Governor of Jerusalem
- In office 1091–1098
- Preceded by: Artuk Bey

Bey of Artukids
- In office 1102–1104
- Succeeded by: İbrahim of Artukids

Personal details
- Born: unknown
- Died: 1104

Military service
- Allegiance: Seljuq Empire
- Battles/wars: Battle of Harran

= Sökmen (Artuqid) =

Early 12th century Turkish Bey

Sökmen (also called Moinuddin Sokman, Muʿīn ad-Dīn Soqman or Soqman ibn Artuq) was a Turkish emir of the Seljuk Empire in the early 12th century.

==Biography==
===Origin===

His father was Artuk, a commander in the Seljuk Empire. He supported Tutush I, a member of the Seljukid house whose province was Greater Syria. As such, Artuk and his son Sökmen aided Tutush in the battle of Ain Salm against the rebellious Suleiman ibn Qutalmish. They were then rewarded with the governorship of Jerusalem. After Artuk's death in 1091, Sökmen and his brother Ilghazi became the co-governors of the city. In 1093, a revolt broke out and an unknown group captured the Tower of David. Pitched battles were fought in the street by the Turkomans as the brothers struggled to get the situation under control.

===In Anatolia and Syria===
Sökmen spent much of his time in Anatolia and Syria. After Tutush's death in 1095, Sökmen took service with Ridwan of Aleppo, Tutush's son. Sökmen made use of the fight between Ridwan and his brother Duqaq to a gain a territory of his own around Suruç (now a district center in Şanlıurfa Province of Turkey). Soon after, Sökmen and his brother lost their position in Jerusalem when it was taken by the Fatimids in 1098. Sökmen abandoned the city and moved to north.

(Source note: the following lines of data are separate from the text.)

PR #64, opened 2025-05-20
feature: Add ListOrganizations & GetOrganizationDetails tfe tools

aditya2548:
### Changes
* Introduced the initial package structure for Enterprise Tools.
* Added support for the `HCP_TFE_TOKEN` and `HCP_TFE_ADDRESS` environment variables.
* Implemented the following Terraform Enterprise organization tools:
  * ListOrganizations
  * GetOrganizationDetails
* Note: Updates to end-to-end (e2e) tests to reflect these changes will be included in a separate PR.
* Clients can invoke these tools sequentially to retrieve relevant organization data. For example:
Screenshot 2025-05-19 at 15 57 38


pkg/hashicorp/tfenterprise/organization/handlers.go
```diff
@@ -0,0 +1,89 @@
...
+func ListOrganizations(tfeClient *tfe.Client, logger *log.Logger) (tool mcp.Tool, handler server.ToolHandlerFunc) {
+	return mcp.NewTool("listOrganizations",
+			mcp.WithDescription("This tool lists all organizations the authenticated user has access to in Terraform cloud/ enterprise. An optional query can be passed, which helps match organizations by name or email."),
+			mcp.WithTitleAnnotation("List organizations accessible to the authenticated Terraform user"),
+			mcp.WithReadOnlyHintAnnotation(true),
+			mcp.WithOpenWorldHintAnnotation(false),
+			mcp.WithString("query", mcp.Description("Optional: Filter organizations by name or email")),
+		), func(ctx context.Context, request mcp.CallToolRequest) (*mcp.CallToolResult, error) {
+			var query string
+			if queryVal, ok := request.Params.Arguments["query"]; ok {
```
BBBmau, line 26: nice that the endpoint had a query parameter! We should consider changing the name of the tool to `searchOrganmizations` because of it.

pkg/hashicorp/tfenterprise/organization/handlers.go
```diff
@@ -0,0 +1,89 @@
...
+					Query: query,
+				}
+				orgList, err := tfeClient.Organizations.List(ctx, options)
+				if err != nil {
+					return nil, util.LogAndWrapError(logger, "listing organizations", err)
+				}
+				allOrgs = append(allOrgs, orgList.Items...)
+				totalCount = orgList.TotalCount
+
+				if len(allOrgs) >= totalCount || len(orgList.Items) == 0 {
```
BBBmau: Why is it necessary to check `len(allOrgs) >= totalCount`? Wouldn't this always trigger on the first iteration since we are comparing the totalCount of the list with the same length list of `orgList.Items`?

pkg/hashicorp/tfenterprise/organization/utils.go
```diff
@@ -0,0 +1,148 @@
...
+	return builder.String(), nil
+}
+
+// formatOrganization returns a formatted summary of a TFE Organization.
+func formatOrganization(org *tfe.Organization) string {
+	if org == nil {
+		return "Organization: <nil>"
+	}
+
+	return fmt.Sprintf(`Organization Details
```
BBBmau, line 52: this formatting is nice!

BBBmau (commented):
I've tested this locally, it works great however I can't truly test the pagination feature which is where my comments are coming from.

pkg/hashicorp/tfenterprise/organization/handlers.go
aditya2548: `len(allOrgs) >= totalCount` is used to determine when we've collected all organizations across paginated responses. Since `orgList.Items` only contains the current page's results, we need to track the total across all pages. This check ensures we stop once we've fetched everything based on the totalCount value returned by the API.

The `len(orgList.Items) == 0` check is an additional safeguard in case the API doesn't return the full count or if something unexpected happens (like a partial page).

pkg/hashicorp/tfenterprise/organization/handlers.go
aditya2548: Good point, done!

pkg/hashicorp/tfenterprise/organization/handlers.go
BBBmau: ah okay so allOrgs just represents what's on the page while totalCount is the total organization count across all pages.

Can we include a comment on this or maybe rename to be clearer?

pkg/hashicorp/tfenterprise/organization/handlers.go
```diff
@@ -0,0 +1,89 @@
...
+				if queryStr, ok := queryVal.(string); ok {
+					query = queryStr
+				}
+			}
+
+			var allOrgs []*tfe.Organization
+			pageNumber := 1
+			totalCount := 0
+
+			// Iterate through all pages to collect all organizations
```
BBBmau, line 36: this should be done in a separate PR but we should look into how we can have single pagination implementation for use across all tools since I imagine we'll be running into pagination constantly.

Edit: created a issue [here](https://github.com/hashicorp/terraform-mcp-server/issues/65#issue-3081604555)

pkg/hashicorp/tfenterprise/organization/handlers.go
aditya2548: Updated variable names to make it clearer.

In 1098, the Seljuk Empire formed an army under the command of Kerbogha of Mosul to assist Yağısıyan during the siege of Antioch. Sökmen took part in this army. But the campaign was a failure and the army arrived a few days after Antioch surrendered. In 1101, Baldwin I of Jerusalem captured Suruç.

===Sökmen’s beylik===
Kerbogha died in 1102 and during the ensuing struggle to control Musul, Sökmen supported Musa, the viceroy of Musul. For his services, Musa granted the city Hasankeyf to Sökmen. Sökmen founded a small beylik around Hasankeyf. This beylik is now considered one of the three Arkukid beyliks. (The other two were İlghazi's Mardin beylik and Harput beylik.) The Hasankeyf beylik survived through 1231.

After being a bey, he supported his brother Ilghazi who had recently been dismissed from his post as a Seljukid shihna in Baghdad. In 1104, in the battle of Harran he defeated a Crusader army. In this battle he took Baldwin II of Jerusalem and Joscelin I captive.

===Death===
Toghtekin, the ruler of Damascus asked Sökmen to support him against the Crusaders. Sökmen agreed; but on the way to Damascus, at al-Qaryatayn, he died of a pertussis in October 1104.